Selva Prabhu

Personal information
- Full name: Selva Prabhu Thirumaran
- Born: 28 December 2004 (age 21) Madurai, Tamil Nadu, India

Sport
- Sport: Athletics
- Event: Triple jump
- College team: Kansas State Wildcats
- Coached by: Yoandri Betanzos

Achievements and titles
- Personal best: 17.05 m (2026)

Medal record
Men's athletics
Representing India
Commonwealth Games
| Bronze medal – third place | 2026 Glasgow | Triple jump |
World U20 Championships
| Silver medal – second place | 2022 Cali | Triple jump |

= Selva Prabhu =

Indian triple jumper (born 2004)

Selva Prabhu Thirumaran (born 28 December 2004) is an Indian triple jumper. He won the silver medal in the men's triple jump at the 2022 World U20 Championships, and the bronze medal in the men's triple jump at the 2026 Commonwealth Games.

==Biography==
Selva Prabhu Thirumaran hails from Madurai in Tamil Nadu. He trained under Yoandri Betanzos at the Inspire Institute of Sports in Ballari. He won gold medals at the 2022 Khelo India Youth Games and the U20 Federation Cup, and silver medals at the Inter-University Championships and the Khelo India University Games.

In the men's triple jump at the 2022 World U20 Championships in Cali, Selva Prabhu won the silver medal with a personal best jump of 16.15 m. He registered a new personal best and set an Indian junior national record of 16.78 m at the Venizelia-Chania International Meet in Greece in 2023, which moved him into the top-ten on the Indian all-time list. Later that year, he became the first Indian to be named Asian Under-20 Male Athlete of the Year by Asian Athletics Association (AAA).

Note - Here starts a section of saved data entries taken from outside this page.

Issue #1830, opened 2023-05-02
"no `hex` in `internal_macros`" error in benches of downstream crate


RCasatta:
I got the following error in the bitcoin_slices crate ([job](https://github.com/RCasatta/bitcoin_slices/actions/runs/4859691193/jobs/8662623060))

```
error[E0432]: unresolved import `crate::internal_macros::hex`
    --> /home/runner/.cargo/registry/src/index.crates.io-6f17d22bba15001f/bitcoin-0.30.0/src/blockdata/transaction.rs:1916:9
     |
1916 |     use crate::internal_macros::hex;
     |         ^^^^^^^^^^^^^^^^^^^^^^^^^^^ no `hex` in `internal_macros`
     |
help: consider importing one of these items instead
     |
1916 |     use bitcoin_hashes::hex;
     |         ~~~~~~~~~~~~~~~~~~~
1916 |     use bitcoin_internals::hex;
     |         ~~~~~~~~~~~~~~~~~~~~~~
1916 |     use crate::transaction::hashes::hex;
     |         ~~~~~~~~~~~~~~~~~~~~~~~~~~~~~~~
```

the command launched in the downstream crate is `RUSTFLAGS='--cfg=bench' cargo +nightly bench --all-features`

I can't reproduce locally with the same nightly compiler.

tracking down the line the macro should be available (it's behind `cfg(test)` which should be enabled inderectly via `--cfg=bench` 

Also, previous jobs since introducing bitcoin 0.30 went fine

Kixunil:
Regardless, this should be just `hex_lit::hex`.

PR #1936, opened 2023-07-13
Expose the hex macro for bench target

tcharding:
We use `hex!` in bench code but the macro is only exposed when building the test target. Expose it for bench as well.

I have no idea how the benches are currently running in CI but looking at a [recent successful CI run](https://github.com/rust-bitcoin/rust-bitcoin/actions/runs/5491948563/jobs/10009001084?pr=1933) they are?

But if we try to use the benches cfg option in `miniscript` the bench build breaks in `bitcoin`. https://github.com/rust-bitcoin/rust-miniscript/pull/482

If my memory serves me correctly @RCasatta ran into this a while back someplace.

The error:

```
error[E0432]: unresolved import `crate::internal_macros::hex`
    --> /home/runner/.cargo/registry/src/index.crates.io-6f17d22bba15001f/bitcoin-0.30.0/src/blockdata/transaction.rs:1916:9
     |
1916 |     use crate::internal_macros::hex;
     |         ^^^^^^^^^^^^^^^^^^^^^^^^^^^ no `hex` in `internal_macros
```

### DIFF
--- a/bitcoin/src/internal_macros.rs
+++ b/bitcoin/src/internal_macros.rs
@@ -45,10 +45,10 @@ macro_rules! impl_consensus_encoding {
 }
 pub(crate) use impl_consensus_encoding;
 // We use test_macros module to keep things organised, re-export everything for ease of use.
-#[cfg(test)]
+#[cfg(any(bench, test))]
 pub(crate) use test_macros::*;
 
-#[cfg(test)]
+#[cfg(any(bench, test))]
 mod test_macros {
 
     macro_rules! hex (($hex:expr) => (<Vec<u8> as hashes::hex::FromHex>::from_hex($hex).unwrap()));


RCasatta:
Indeed I hit this https://github.com/rust-bitcoin/rust-bitcoin/issues/1830
Will confirm if this solves later

tcharding:
Ha! thanks man I could have searched for that :( And it even includes the explanation of why CI works here but not in `miniscript`.

RCasatta:
ACK 76aedaf54a5191564579ae48c6847c5ed2f79c7f

I confirm this would fix the issue in #1830 https://github.com/RCasatta/bitcoin_slices/actions/runs/5541904234, thanks

RCasatta (approved):

tcharding:
Ah thanks man, saved me the painful patching of all the various manifests to test this locally - legend.

apoelstra:
Maybe we should expose this from the `hex-conservative` crate. We could rename it something ugly like `test_hex_unwrap` (because it is ugly, a proper `hex!` macro would do compile-time parsing etc) and then un-rename it when importing, like `use hex::test_hex_unwrap as hex`.

tcharding:
Done https://github.com/rust-bitcoin/hex-conservative/pull/24!

tcharding:
Leaving this here on draft as a quick reminder to myself to remove the macro altogether once new version of `hex` is releaased.

tcharding:
#1941 is a better solution.

PR #1941, opened 2023-07-14
Use hex_lit::hex in benches

tcharding:
Currently the test `hex` macro is only available when the `test` compiler configuration option is set but we are using it in benches code, this works for use because `cargo bench` sets `test` for the current crate, however it breaks downstream crates.

Fix: #1830


RCasatta (approved):
ACK 81a42536f90b8c5913d5fa3dd6862c85ab261fe3

apoelstra (approved):
ACK 81a42536f90b8c5913d5fa3dd6862c85ab261fe3

PR #1606, opened 2023-02-01
WIP: Split `ecdsa` types up

tcharding:
Make another attempt at splitting the `ecdsa` types (sighash type and signatures) up into `legacy` and `native` (I posted #1762, and from @apoelstra comment probably need to change "native" back to "segwit_v0" here, will leave as is for now because its a minor thing to change).
    
This is a bit curly because of PSBT's classifying things as either taproot or non-taproot - and we currently use `ecdsa` types for that - as such this PR _duplicates_ the ecdsa stuff without removing it.

PR #1953, opened 2023-07-24
Use a vector of bytes in the PSBT `Input` type

tcharding:
Done in preparation for briging #1606 back to life.

The first patch creates a new local var, separate because `rustfmt` goes berserk on this change. Patch 2 does the sig to vector change.


apoelstra:
concept ACK. Will actually ACK shortly. We may want to hold off until after the release on this, unless we are planning to get the ECDSA separation into this upcoming release. Otherwise it's a reduction in type safety without a ton of benefit.

tcharding:
> We may want to hold off until after the release on this, unless we are planning to get the ECDSA separation into this upcoming release. Otherwise it's a reduction in type safety without a ton of benefit.

Good point. I'll do the ecdas separation shortly as a separate PR and we can wait for that to get some traction before thinking about merging this one. I don't think its super important to get it in next release.

tcharding:
Do yo want some other visual marker on this PR so you remember not to merge it?

apoelstra (changes requested):
Using "request changes" as a "hold off on merging til next release" marker.

sanket1729:
Conceptually, this seems like a step backward. Going from strongly typed to weakly typed API. If anything I think we should make this an enum of `SegwitSig` and `LegacySig`

tcharding:
> If anything I think we should make this an enum of SegwitSig and LegacySig

If we want that then I can close this and do it as part of the ECDSA separation work, @apoelstra what do you think?

tcharding:
Thanks for the review @sanket1729!

apoelstra:
I agree with @sanket1729, let's close this one.

tcharding:
Done!

PR #1955, opened 2023-07-26
Rename `opcodes::All` to `Opcode`

tcharding:
I may be missing something about the `All` type but it seems it can be re-named to `Opcode` with no loss of clarity.

The first few patches do some other clean ups, the last patch is the meat and potatoes.

### DIFF
--- a/bitcoin/src/blockdata/opcodes.rs
+++ b/bitcoin/src/blockdata/opcodes.rs
@@ -22,7 +22,7 @@ use crate::prelude::*;
 ///
 /// We do not implement Ord on this type because there is no natural ordering on opcodes, but there
 /// may appear to be one (e.g. because all the push opcodes appear in a consecutive block) and we
-/// don't want to encourage subtly buggy code. Please use [`All::classify`] to distinguish different
+/// don't want to encourage subtly buggy code. Please use [`Opcode::classify`] to distinguish different
 /// types of opcodes.
 ///
 /// <details>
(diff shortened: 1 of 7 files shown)


apoelstra:
This all looks good. The `All` name is a vestige of 2015-era pre-Miniscript code when I would parse script out using `classify`. Then all the pushes would become enum variants containing `&[u8]`, all the OP_RETURN synonyms would become a single thing, and then all the "real" opcodes would go into the smaller `Ordinary` enum. And the `All` type was if I actually wanted all the opcodes.

Today I think `classify` is still used to separate pushes from the rest of a script (through the `Script::instructions` iterator), but pretty much all interaction with opcodes happens through the `All` type.

It might be interesting to look at how `Script::instructions` is actually used. It may be that we should drop the `Class` enum and `Ordinary` enum entirely, and just return a `(All, Option<&[u8]>)` tuple where the latter is populated for push opcodes.

Anyway concept ACK renaming `All` to `Opcode`.

apoelstra (dismissed):
ACK ef9f049c2be00986eb54aeede5f08cb6b3743bef

tcharding:
Rebased, no other changes.

apoelstra (approved):
ACK 63d0fa0164393e21ec0e3c71a5c4fb64a95a4280

tcharding:
I believe this can merge, it has one ack two weeks old now, I would argue that it counts as a "trivial API change that no one really cares about" - except @stevenroose who asked me to do this change anyways (out of band).

Issue #2161, opened 2023-11-02
rust-lightning is using << and >> on pow target values


tcharding:
`rust-lightning`'s `lightning-block-sync` crate currently does right and left shift on a target. But with the 0.30 release we intentionally did not implement `Shl` or `Shr`.

ref: https://github.com/lightningdevkit/rust-lightning/blob/415cbf088ea238ff6c8d36c932d335b28fa0053f/lightning-block-sync/src/poll.rs#L141

This might be related to https://github.com/rust-bitcoin/rust-bitcoin/issues/1997, either way its goning to make it hard for them to use v0.30.0

Kixunil:
If this is different from #1997 then we still should use the same approach: provide a higher-level method for whatever they are computing.

apoelstra:
Yep -- they are computing the minimum and maximum difficulty of the next block by dividing/multiplying by 4. (And they are doing it (technically) incorrectly because they are not accounting for the absolute minimum difficulty.)

We do this computation internal to our new target adjustment logic. We should pull that out into its own methods.

apoelstra:
And I think we can release a .1 with the new methods.

tcharding:
>  (And they are doing it (technically) incorrectly because they are not accounting for the absolute minimum difficulty.)

ooof, we are doing it wrong too because the new min/max_difficulty_transition_threshold functions do not check the limits.

tcharding:
We backported the transition functions so this can be closed.

PR #2337, opened 2024-01-14
Add check to max difficulty transition threshold

tcharding:
When computing the maximum difficulty transition threshold we forgot to check that the returned `Target` is not bigger than the maximum. This value is network specific so keep the original logic but with `_unchecked` on the function name.

This was noted in the discussion on #2161

### DIFF
--- a/bitcoin/src/pow.rs
+++ b/bitcoin/src/pow.rs
@@ -245,6 +245,10 @@ impl Target {
     ///
     /// See [`difficulty`] for details.
     ///
+    /// # Returns
+    ///
+    /// Returns [`f64::INFINITY`] if `self` is zero (caused by divide by zero).
+    ///
     /// [`difficulty`]: Target::difficulty
     #[cfg_attr(all(test, mutate), mutate)]
     pub fn difficulty_float(&self) -> f64 { TARGET_MAX_F64 / self.0.to_f64() }
--- a/bitcoin/src/pow.rs
+++ b/bitcoin/src/pow.rs
@@ -16,10 +16,8 @@ use units::parse;
 
 use crate::blockdata::block::BlockHash;
 use crate::consensus::encode::{self, Decodable, Encodable};
-#[cfg(doc)]
 use crate::consensus::Params;
 use crate::error::{ContainsPrefixError, MissingPrefixError, PrefixedHexError, UnprefixedHexError};
-use crate::Network;
 
 /// Implement traits and methods shared by `Target` and `Work`.
 macro_rules! do_impl {
@@ -234,16 +232,11 @@ impl Target {
     /// [max]: Target::max
     /// [target]: crate::blockdata::block::Header::target
     #[cfg_attr(all(test, mutate), mutate)]
-    pub fn difficulty(&self, network: Network) -> u128 {
+    pub fn difficulty(&self, params: impl AsRef<Params>) -> u128 {
         // Panic here may be eaiser to debug than during the actual division.
         assert_ne!(self.0, U256::ZERO, "divide by zero");
 
-        let max = match network {
-            Network::Bitcoin => Target::MAX_ATTAINABLE_MAINNET,
-            Network::Testnet => Target::MAX_ATTAINABLE_TESTNET,
-            Network::Signet => Target::MAX_ATTAINABLE_SIGNET,
-            Network::Regtest => Target::MAX_ATTAINABLE_REGTEST,
-        };
+        let max = params.as_ref().pow_limit;
         let d = max.0 / self.0;
         d.saturating_to_u128()
     }
--- a/bitcoin/src/pow.rs
+++ b/bitcoin/src/pow.rs
@@ -126,7 +126,7 @@ impl Target {
     /// The maximum **attainable** target value on mainnet.
     ///
     /// Not all target values are attainable because consensus code uses the compact format to
-    /// represent targets (see `CompactTarget`).
+    /// represent targets (see [`CompactTarget`]).
     pub const MAX_ATTAINABLE_MAINNET: Self = Target(U256(0xFFFF_u128 << (208 - 128), 0));
 
     /// The proof of work limit on testnet.
--- a/bitcoin/src/pow.rs
+++ b/bitcoin/src/pow.rs
@@ -255,17 +255,28 @@ impl Target {
 
     /// Computes the minimum valid [`Target`] threshold allowed for a block in which a difficulty
     /// adjustment occurs.
+    #[deprecated(since = "TBD", note = "use min_transition_threshold instead")]
+    pub fn min_difficulty_transition_threshold(&self) -> Self { self.min_transition_threshold() }
+
+    /// Computes the maximum valid [`Target`] threshold allowed for a block in which a difficulty
+    /// adjustment occurs.
+    #[deprecated(since = "TBD", note = "use max_transition_threshold instead")]
+    pub fn max_difficulty_transition_threshold(&self) -> Self { self.max_transition_threshold() }
+
+    /// Computes the minimum valid [`Target`] threshold allowed for a block in which a difficulty
+    /// adjustment occurs.
     ///
     /// The difficulty can only decrease or increase by a factor of 4 max on each difficulty
     /// adjustment period.
-    pub fn min_difficulty_transition_threshold(&self) -> Self { Self(self.0 >> 2) }
+    pub fn min_transition_threshold(&self) -> Self { Self(self.0 >> 2) }
 
     /// Computes the maximum valid [`Target`] threshold allowed for a block in which a difficulty
     /// adjustment occurs.
     ///
     /// The difficulty can only decrease or increase by a factor of 4 max on each difficulty
     /// adjustment period.
-    pub fn max_difficulty_transition_threshold(&self) -> Self { Self(self.0 << 2) }
+    pub fn max_transition_threshold(&self) -> Self { Self(self.0 << 2) }
+
 }
 do_impl!(Target);
 
--- a/bitcoin/src/pow.rs
+++ b/bitcoin/src/pow.rs
@@ -227,10 +227,17 @@ impl Target {
     /// integer but `difficulty()` returns only 128 bits this means for targets below approximately
     /// `0xffff_ffff_ffff_ffff_ffff_ffff` `difficulty()` will saturate at `u128::MAX`.
     ///
+    /// # Panics
+    ///
+    /// Panics if `self` is zero (divide by zero).
+    ///
     /// [max]: Target::max
     /// [target]: crate::blockdata::block::Header::target
     #[cfg_attr(all(test, mutate), mutate)]
     pub fn difficulty(&self, network: Network) -> u128 {
+        // Panic here may be eaiser to debug than during the actual division.
+        assert_ne!(self.0, U256::ZERO, "divide by zero");
+
         let max = match network {
             Network::Bitcoin => Target::MAX_ATTAINABLE_MAINNET,
             Network::Testnet => Target::MAX_ATTAINABLE_TESTNET,
--- a/bitcoin/src/pow.rs
+++ b/bitcoin/src/pow.rs
@@ -6,6 +6,7 @@
 //! functions here are designed to be fast, by that we mean it is safe to use them to check headers.
 //!
 
+use core::cmp;
 use core::fmt::{self, LowerHex, UpperHex};
 use core::ops::{Add, Div, Mul, Not, Rem, Shl, Shr, Sub};
 
@@ -261,13 +262,19 @@ impl Target {
     /// Computes the maximum valid [`Target`] threshold allowed for a block in which a difficulty
     /// adjustment occurs.
     #[deprecated(since = "TBD", note = "use max_transition_threshold instead")]
-    pub fn max_difficulty_transition_threshold(&self) -> Self { self.max_transition_threshold() }
+    pub fn max_difficulty_transition_threshold(&self) -> Self {
+        self.max_transition_threshold_unchecked()
+    }
 
     /// Computes the minimum valid [`Target`] threshold allowed for a block in which a difficulty
     /// adjustment occurs.
     ///
     /// The difficulty can only decrease or increase by a factor of 4 max on each difficulty
     /// adjustment period.
+    ///
+    /// # Returns
+    ///
+    /// In line with Bitcoin Core this function may return a target value of zero.
     pub fn min_transition_threshold(&self) -> Self { Self(self.0 >> 2) }
 
     /// Computes the maximum valid [`Target`] threshold allowed for a block in which a difficulty
@@ -275,8 +282,27 @@ impl Target {
     ///
     /// The difficulty can only decrease or increase by a factor of 4 max on each difficulty
     /// adjustment period.
-    pub fn max_transition_threshold(&self) -> Self { Self(self.0 << 2) }
+    ///
+    /// We also check that the calculated target is not greater than the maximum allowed target,
+    /// this value is network specific - hence the `params` parameter.
+    pub fn max_transition_threshold(&self, params: impl AsRef<Params>) -> Self {
+        let max_attainable = params.as_ref().max_attainable_target;
+        cmp::min(self.max_transition_threshold_unchecked(), max_attainable)
+    }
 
+    /// Computes the maximum valid [`Target`] threshold allowed for a block in which a difficulty
+    /// adjustment occurs.
+    ///
+    /// The difficulty can only decrease or increase by a factor of 4 max on each difficulty
+    /// adjustment period.
+    ///
+    /// # Returns
+    ///
+    /// This function may return a value greater than the maximum allowed target for this network.
+    ///
+    /// The return value should be checked against [`Params::max_attainable_target`] or use one of
+    /// the `Target::MAX_ATTAINABLE_FOO` constants.
+    pub fn max_transition_threshold_unchecked(&self) -> Self { Self(self.0 << 2) }
 }
 do_impl!(Target);
 
--- a/bitcoin/src/pow.rs
+++ b/bitcoin/src/pow.rs
@@ -236,7 +236,7 @@ impl Target {
         // Panic here may be eaiser to debug than during the actual division.
         assert_ne!(self.0, U256::ZERO, "divide by zero");
 
-        let max = params.as_ref().pow_limit;
+        let max = params.as_ref().max_attainable_target;
         let d = max.0 / self.0;
         d.saturating_to_u128()
     }
--- a/bitcoin/src/blockdata/block.rs
+++ b/bitcoin/src/blockdata/block.rs
@@ -16,11 +16,11 @@ use io::{BufRead, Write};
 use super::Weight;
 use crate::blockdata::script;
 use crate::blockdata::transaction::{Transaction, Txid, Wtxid};
-use crate::consensus::{encode, Decodable, Encodable};
+use crate::consensus::{encode, Decodable, Encodable, Params};
 use crate::internal_macros::{impl_consensus_encoding, impl_hashencode};
 use crate::pow::{CompactTarget, Target, Work};
 use crate::prelude::*;
-use crate::{merkle_tree, Network, VarInt};
+use crate::{merkle_tree, VarInt};
 
 hashes::hash_newtype! {
     /// A bitcoin block hash.
@@ -93,7 +93,9 @@ impl Header {
     ///
     /// Difficulty represents how difficult the current target makes it to find a block, relative to
     /// how difficult it would be at the highest possible target (highest target == lowest difficulty).
-    pub fn difficulty(&self, network: Network) -> u128 { self.target().difficulty(network) }
+    pub fn difficulty(&self, params: impl AsRef<Params>) -> u128 {
+        self.target().difficulty(params)
+    }
 
     /// Computes the popular "difficulty" measure for mining and returns a float value of f64.
     pub fn difficulty_float(&self) -> f64 { self.target().difficulty_float() }
@@ -488,6 +490,7 @@ mod tests {
 
     use super::*;
     use crate::consensus::encode::{deserialize, serialize};
+    use crate::Network;
 
     #[test]
     fn test_coinbase_and_bip34() {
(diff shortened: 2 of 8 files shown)


tcharding:
Note, this is an API breaking change. Done on purpose so users have to decided what to do about the network.

tcharding:
Note this cannot be backported because we didn't have the max attainable consts yet in the last release.

apoelstra:
We also need to check that our minimum shift doesn't go below 1. (And unlike the maximum, the minimum limit has actually been hit on the mainchain many times.)

Kixunil (approved):
ACK 205b8c75336dac92a12672daf5831fc35efe7e48

Kixunil:
Yeah, ACK with fixed minimum.

> Note this cannot be backported because we didn't have the max attainable consts yet in the last release.

We could backport those. But it can't be backported because it's a breaking change. :) And while it's a bugfix it's easily solvable in user code. We should probably actually backport the constants - but only the constants and tell people to manually implement the check for now.

tcharding:
Add check for not less than 1 to minimun transition threshold.

bitcoin/src/pow.rs
```diff
@@ -248,14 +257,36 @@ impl Target {
...
     /// The difficulty can only decrease or increase by a factor of 4 max on each difficulty
     /// adjustment period.
-    pub fn min_difficulty_transition_threshold(&self) -> Self { Self(self.0 >> 2) }
+    pub fn min_difficulty_transition_threshold(&self) -> Self {
+        let min = self.0 >> 2;
+
+        if min < U256::ONE {
+            Self(U256::ONE)
+        } else {
+            Self(min)
```
Kixunil, line 266: FYI IIRC `max` and `min` are methods on `PartialOrd` and since `U256` implements it you should be able to write `min.max(U256::ONE)`.

Kixunil (approved):
ACK 2499a15f29806129672130e46f272213df7986b5

bitcoin/src/pow.rs
tcharding: Ah thanks, this was super ugly before.

Kixunil (dismissed):
ACK 8f3537b17714db104c4dccdfc8614e09a76fc381

bitcoin/src/pow.rs
```diff
@@ -248,14 +257,31 @@ impl Target {
     ///
     /// The difficulty can only decrease or increase by a factor of 4 max on each difficulty
     /// adjustment period.
-    pub fn min_difficulty_transition_threshold(&self) -> Self { Self(self.0 >> 2) }
+    pub fn min_difficulty_transition_threshold(&self) -> Self {
+        let min = self.0 >> 2;   // May shift to zero but we want
+        Self(min.max(U256::ONE)) // difficulty transition to be at least 1
```
apoelstra, line 262: In 8f3537b17714db104c4dccdfc8614e09a76fc381:

As methods on *Target* these are confusingly named. This function is called `min_difficulty` but it actually computes the minimum *target*, which is the maximum difficulty.

Also, I am digging into the Core source code and can't see any maximum difficulty like this... it's completely academic because there is no way the target can ever get close to 1 but we ought to be correct nonetheless and just let the value go to 0.

tcharding: > As methods on Target these are confusingly named. This function is called min_difficulty but it actually computes the minimum target, which is the maximum difficulty.

Renamed and deprecated the originals.

> Also, I am digging into the Core source code and can't see any maximum difficulty like this... it's completely academic because there is no way the target can ever get close to 1 but we ought to be correct nonetheless and just let the value go to 0.

Now I'm confused, previously above you said "We also need to check that our minimum shift doesn't go below 1. (And unlike the maximum, the minimum limit has actually been hit on the mainchain many times.)"

apoelstra: Yes, there is a minimum difficulty of 1. There is no minimum target.

tcharding: So you are saying that plain old `Self(self.0 >> 2)` is fine for `min_transition_threshold`, right? And since its a threshold folk should not be calling `difficulty()` on the returned target anyways (which would be div by zero and panic).

apoelstra: > So you are saying that plain old `Self(self.0 >> 2)` is fine for `min_transition_threshold`, right?

Correct. This matches what Bitcoin Core does. We should add a comment I guess, highlighting this.

>And since its a threshold folk should not be calling `difficulty()` on the returned target anyways (which would be div by zero and panic).

Hmmm, I'd rather not get a div-by-0 panic even though this branch is literally impossible to hit on a real chain (unless sha2 is broken, in which case I've probably moved to a new town with a fake mustache and you won't be hearing any cryptography from me again..).

Maybe in `difficulty()` we should special-case the div by 0 and return the maximum value, or zero, or something. I don't think it matters what we return because this case is impossible on-chain, but we should pick something and document it. (My vote is to return whatever the maximum difficulty value is, so that at least comparison operations will do the most logical thing.)

Kixunil: If we're going to not panic then definitely max. But I guess panic is easier to debug. Maybe it could be `debug_assert`.

apoelstra: I don't think we need to make this "easier to debug" ... my feeling is that this is a "garbage in garbage out" case and if somebody is actually calling `difficulty` on a zero target, they would prefer their program output something nonsensical rather than panic. (My thinking is: if they were doing something "real" then this case would be impossible; conversely, if it's possible then they're implementing some sort of toy or calculator or something.)

But I could be convinced either way.

Kixunil: It could be a mistake if they somehow accidentally produced 0. Things like that happen all the time. `debug_assert` at least makes it possible to find it more quickly.

apoelstra: Ok, sure, I'm convinced. Let's add a debug_assert here.

bitcoin/src/pow.rs
```diff
@@ -225,13 +225,13 @@ impl Target {
...
     #[cfg_attr(all(test, mutate), mutate)]
     pub fn difficulty(&self, network: Network) -> u128 {
+        debug_assert_ne!(self.0, U256::ZERO);
         let max = match network {
             Network::Bitcoin => Target::MAX_ATTAINABLE_MAINNET,
             Network::Testnet => Target::MAX_ATTAINABLE_TESTNET,
             Network::Signet => Target::MAX_ATTAINABLE_SIGNET,
             Network::Regtest => Target::MAX_ATTAINABLE_REGTEST,
         };
-        let d = max.0 / self.0;
```
apoelstra, line 234: In c1ce8f9b296e59d467d16fa21704273f673424ca:

Did you mean to delete this line? The code does not compile without it.

tcharding: Bother, rebase fail. I'm getting smashed today.

bitcoin/src/pow.rs
```diff
@@ -241,7 +242,10 @@ impl Target {
     ///
     /// [`difficulty`]: Target::difficulty
     #[cfg_attr(all(test, mutate), mutate)]
-    pub fn difficulty_float(&self) -> f64 { TARGET_MAX_F64 / self.0.to_f64() }
+    pub fn difficulty_float(&self) -> f64 {
+        debug_assert_ne!(self.0, U256::ZERO);
+        TARGET_MAX_F64 / self.0.to_f64()
```
apoelstra, line 256: In 14ab447e37411cde144eb81bad10ba5b425dcf3f:

In the f64 case we'll get +- `Inf` if we divide by zero. I wonder if we should just preserve that behavior rather than having a debug assertion.

bitcoin/src/pow.rs
```diff
@@ -225,6 +225,7 @@ impl Target {
     /// [target]: crate::blockdata::block::Header::target
     #[cfg_attr(all(test, mutate), mutate)]
     pub fn difficulty(&self, network: Network) -> u128 {
+        debug_assert_ne!(self.0, U256::ZERO);
```
apoelstra, line 242: In 14ab447e37411cde144eb81bad10ba5b425dcf3f:

So, we already have an `assert` (not even a `debug_assert`) in `U256::div_rem`. So this additional assertion provides no value.

I think that if we want to add an assertion, it should be at the point where we compute a 0 target, not at the point where we try to compute its difficulty.

apoelstra: Oops, in 7163eb91c5cd6d5aa66ededdcb95c8cd9f9eccf3 I mean.

bitcoin/src/pow.rs
apoelstra: In 7163eb91c5cd6d5aa66ededdcb95c8cd9f9eccf3 I mean.

bitcoin/src/pow.rs
```diff
@@ -247,19 +256,50 @@ impl Target {
         TARGET_MAX_F64 / self.0.to_f64()
     }
 
+    /// Computes the minimum valid [`Target`] threshold allowed for a block in which a difficulty
+    /// adjustment occurs.
+    #[deprecated(since = "TBD", note = "use min_transition_threshold instead")]
+    pub fn min_difficulty_transition_threshold(&self) -> Self { self.min_transition_threshold() }
+
```
apoelstra, line 263: In 14ab447e37411cde144eb81bad10ba5b425dcf3f:

trailing whitespace.

tcharding: Ha, I've been so busy being annoyed that we don't format in CI anymore that I didn't even look at the git pre-commit hook, I just assumed it was failing because of `rustfmt` and have been overriding it for the last month. Turns out its because we never updated it to run `clippy` with nightly - :(

bitcoin/src/pow.rs
tcharding: Good observation. TIL div by zero returns `f64::NAN`. I've removed the assertion and documented the return value.

bitcoin/src/pow.rs
tcharding: Woops I've force pushed and not fixed this. Fixing now.

tcharding: Oh, the value it adds is we get an assertion failure inside the `difficulty` function in debug builds, with the intention that this is easier to debug. That was the whole reason we put it here instead of panic'ing (you are however correct, and I missed, that the panic comes from our code not stdlib).

tcharding: I left it in and added a code comment.

tcharding:
I've split the PR up into multiple patches so each patch does one conceptual thing.

apoelstra:
CI failure looks real.

bitcoin/src/pow.rs
```diff
@@ -239,6 +246,10 @@ impl Target {
     ///
     /// See [`difficulty`] for details.
     ///
+    /// # Returns
+    ///
+    /// Returns [`f64::NAN`] if `self` is zero (caused by divide by zero).
```
apoelstra, line 260: In 6c642b9b309aa5da6a51face546d722dfc693929:

I believe it will actually return positive infinity.

apoelstra:
ebb80f1568098d0533b65069bdce7966e7612fcf lgtm other than the NaN thing.

bitcoin/src/pow.rs
Kixunil: Yep, this says `inf`: `println!("{}", 42.0f64 / 0.0);`

tcharding: Oh, cheers. Will fix. (I read that the return value return true for `is_nan()` and made an assumption, my bad.)

Kixunil: Well, infinity literally is not a number.

tcharding: FTR I was wrong
```rust
    if f64::INFINITY.is_nan() {
        println!("not a number");
    }
```
Does not print anything.

apoelstra (approved):
ACK 28a080a3021f11344e1792587ac5e67802233c17

tcharding:
Changes in force push:
- rebased to pick up #2488 
- Used `network: impl Into<Network>` as parameter everywhere in `pow` module (required removing `const` from one function)

tcharding:
Sure thing, sounds reasonable.

tcharding:
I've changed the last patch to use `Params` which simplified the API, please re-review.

In January 2026, competing for Kansas State University in the United States, Selva Prabhu jumped 16.49 m to win the Thane Baker athletics meet in Manhattan, Kansas. In March 2026, he finished second at the 2026 NCAA Division I Indoor Championships held at Fayetteville, Arkansas, with a personal best 17.05 m. On 12 June, he registered his outdoor season's best of 16.92 m to win the triple jump title at the 2026 NCAA Division I Outdoor Championships in Eugene, Oregon. On 1 August 2026, he won the bronze medal in the men's triple jump event at the 2026 Commonwealth Games in Glasgow, with a best jump of 16.52 m.